En los años precedentes y desde su fundación en 1919, la Sociedad de Naciones, alertada por la dispersión y la destrucción que había sufrido el patrimonio artístico en Europa durante las campañas napoleónicas, las desamortizaciones en Francia y en España y después durante la Primera Guerra Mundial, sumado a las críticas que recibieron los museos desde la apertura del Louvre en 1793, por la acumulación de obras de calidad dispar en salas mal acondicionadas –invito a leer 'Museum fatigue' de Benjamin Gilman– promovió actuaciones para revalorizar y proteger los bienes culturales. El 'alma mater' del proyecto fue el historiador Henri Focillon (1881-1943), cuya esperanza era que el conocimiento y la defensa común del arte sirviera para recuperar la unidad de Europa. Sus reflexiones fueron el origen del Instituto Internacional de Cooperación Intelectual en 1925 –contaba entre sus miembros a Albert Einstein, Marie Curie y al matemático español Leonardo Torres Quevedo–, y un año después de la Oficina Internacional del Museos (OIM). En su proyecto fundacional se declaraba que estas instituciones, además de centros de investigación, debían ser medios «donde se aprenda a amar la vida, la historia, los maestros y a conocer la diversidad del mundo».
Fue un tiempo tan complejo como interesante y en las reuniones internacionales que organizó la oficina entre 1927 y 1937 humanistas y científicos se pararon a reflexionar sobre los métodos de estudio y la práctica de la conservación, sometiéndolos a debate y expresando sus ideas con claridad meridiana. Delimitaron, con un lenguaje sencillo e inteligible, la esencia y la naturaleza de la obra de arte y los objetivos que debían regir la vida de los museos sin arrogarles más funciones que las que ya tenían: la conservación de las colecciones, su conocimiento más profundo y la elección del modo más adecuado de exponerlas al público.
El camino no fue fácil, pues se cuestionaron los límites de la historia del arte, de la restauración y de la contribución de las ciencias naturales a estas disciplinas e incluso personalidades que actuaban en el marco de la OIM –el propio Focillon, Max Friedländer o Henri Bergson– tuvieron desacuerdos sobre estos asuntos, pues llegaron a temer que un examen técnico pudiera contradecir las opiniones de los grandes expertos en asuntos artísticos. No obstante, en los años treinta del siglo pasado, la mayoría de los grandes museos ya contaban con laboratorios científicos.
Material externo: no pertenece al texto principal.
PR #179, opened 2021-01-19
HEEDLS-312 Add single tutorial backend

benjimarshall:
### Changes
* Add single tutorial in section field, and single section in course field to tutorial information. This uses a similar approach to the single section checker in the section content query, making a list of other tutorials and then from this extracting different bits of information:
    * Whether there are other tutorials in the section
    * Whether there other sections in the course 
    * The next tutorial ID
    * The next section ID
* Add completion information to tutorial information.

### Testing
Amend existing tests and add more unit tests for these additional fields.

PR #180, opened 2021-01-19
HEEDLS-310 Diagnostic assessment next button back end

kwunkiuma:
Modify query for retrieving diagnostic assessment and add tests.


kwunkiuma:
Just noticed I also need to fetch if the section has a post learning assessment, will add that now.

DigitalLearningSolutions.Data.Tests/Services/DiagnosticAssessmentDataServiceTests.cs
```diff
@@ -316,6 +326,325 @@ public void Get_diagnostic_assessment_should_get_tutorialIds_ordered_by_orderBy(
...
+
+                // When
+                var result = diagnosticAssessmentDataService.GetDiagnosticAssessment(customisationId, candidateId, sectionId);
+
+                // Then
+                result.Should().NotBeNull();
+                result!.NextTutorialId.Should().Be(nextTutorialId);
+            }
+        }
+
```
FridaTveit, line 647: This file is getting quite long, might be worth splitting it up, e.g. by moving all the tests for next tutorial/section into their own test file. You can use a partial class so you can still share the setup, like the tests for the learning portal controller 🙂

DigitalLearningSolutions.Data/Services/DiagnosticAssessmentDataService.cs
```diff
@@ -29,6 +29,60 @@ public DiagnosticAssessmentDataService(IDbConnection connection, ILogger<Diagnos
...
+                                ON NextSections.SectionID = NextSectionTutorials.SectionID
+                                AND NextSections.ArchivedDate IS NULL
+                                AND (
+                                    Sections.SectionNumber < NextSections.SectionNumber
+                                    OR Sections.SectionID < NextSections.SectionID
+                                )
+                                AND (
+                                    NextSectionCustomisationTutorials.Status = 1
+                                    OR NextSectionCustomisationTutorials.DiagStatus = 1
+                                    OR NextSections.PLAssessPath IS NOT NULL
```
FridaTveit, line 57: For it to have a diagnostic assessment it also needs a non-null diag path. For it to have a post learning assessment it also needs to be assessed 🙂

FridaTveit (commented):
A few comments, otherwise looks good. Probably also worth @benjimarshall having a look as he worked on the similar next query for tutorials 🙂

DigitalLearningSolutions.Data/Services/DiagnosticAssessmentDataService.cs
kwunkiuma: These conditions are based on the `GetTutorialInformation` query and are only being used to filter out invalid tutorials.
The diagnostic assessment checks are are being done in the main query below, and the post learning checks will be done in the view model.

FridaTveit: Sorry how is it meant to filter out invalid tutorials? Post learning assessment path doesn't have anything to do with invalid tutorials as far as I can tell? Do you mean filter out invalid sections? 

You're right that it's also used in the tutorial query so @benjimarshall can maybe explain why those checks aren't needed? 🙂

benjimarshall: Yeah I was beginning to respond to this, and this was an issue that I recently spotted in the tutorial content service (which has been fixed on my rewrite in #179), sorry for not passing it on to you sooner. Line 56 needs to be:
`OR (NextSectionCustomisationTutorials.DiagStatus = 1 AND NextSections.DiagAssessPath IS NOT NULL`
because for a section with just a diagnostic assessment that path needs to be present, and there needs to be a `DiagStatus=1` tutorial. If one of these were not true (and there wasn't any section to be visited, nor any post learning assessment) then this section should be skipped. Does that make sense? 🙂

kwunkiuma: Ah my bad, I was somewhat confused because I thought this was the part of the query dealing with the next tutorial. I'll make the necessary changes now.

benjimarshall:
I've had a look through this and I think it looks good, though will have another read through tomorrow. One thing I've just thought of is that I think this is going to need rewriting when I do HEEDLS-269, in much the same way that the other next tutorial/section queries have been rewritten recently, though I don't know if that changes anything for this ticket

FridaTveit (approved):
I'm happy if Benji's happy after he's had another look tomorrow 🙂

DigitalLearningSolutions.Data/Services/DiagnosticAssessmentDataService.cs
```diff
@@ -29,6 +29,61 @@ public DiagnosticAssessmentDataService(IDbConnection connection, ILogger<Diagnos
...
+                            LEFT JOIN Tutorials AS NextSectionTutorials
+                                ON NextSectionTutorials.TutorialID = NextSectionCustomisationTutorials.TutorialID
+                                AND NextSectionTutorials.ArchivedDate IS NULL
+                            LEFT JOIN Sections AS NextSections
+                                ON NextSections.SectionID = NextSectionTutorials.SectionID
+                                AND NextSections.ArchivedDate IS NULL
+                                AND (
+                                    Sections.SectionNumber < NextSections.SectionNumber
+                                    OR Sections.SectionID < NextSections.SectionID
+                                )
```
benjimarshall, line 53: We also need to check that the next section number is `<=` the current section, else this will give us any sections with a smaller section number if they happen to have a larger section ID. In no case should we get a next section that has a smaller section number to the current one, it should either have a larger section number (and any ID it likes) or have the same section number, and a larger ID 🙂

benjimarshall (changes requested):
One straightforward thing to change, but otherwise it looks good to me 👍

benjimarshall (approved):
Perfect, looks good!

En España, ejemplificado por el Museo del Prado, el proceso fue muy lento –la historia no es muy conocida–, pero se intentó. La calidad y la buena conservación de su colección la convirtió desde su apertura en 1819 en referencia para que estudiosos y artistas de todo el mundo apreciasen la técnica de los pintores. Dos trabajos ejemplares de aquel periodo fueron las catalogaciones de la obra de Velázquez y de Tiziano que hicieran respectivamente Aureliano Beruete (1897-1899) y Pedro Beroqui (1927). Significativamente, los cuadros de estos pintores fueron las primeros en ser radiografiados en la institución hacia 1930, con un aparato que Archer Huntington regaló al duque de Alba, por entonces presidente del Patronato. Es cierto que los sugirió Edward Forbes, director del Fogg Museum de Harvard, pero se hicieron porque, no exentos de prudencia, Francisco José Sánchez Cantón, subdirector del Prado, y el mencionado Beroqui se sintieron atraídos por descubrir, parafraseándoles, la imagen más íntima de las intenciones de los grandes maestros y los secretos de su oficio. Todos estos esfuerzos se diluyeron con las guerras que poco después asolaron España y el resto del mundo. Pero permanecen el recuerdo y el poso, sobre el que se asientan nuestras tareas entre bastidores, de aquellos años fructíferos, cuando las palabras no anularon a las obras de arte ni a los espacios donde se mostraban, ni las máquinas sustituyeron, como temieron algunos, al ojo experto, porque la curiosidad que impulsa a ver más allá en los fenómenos que nos rodean es inherente al ser humano.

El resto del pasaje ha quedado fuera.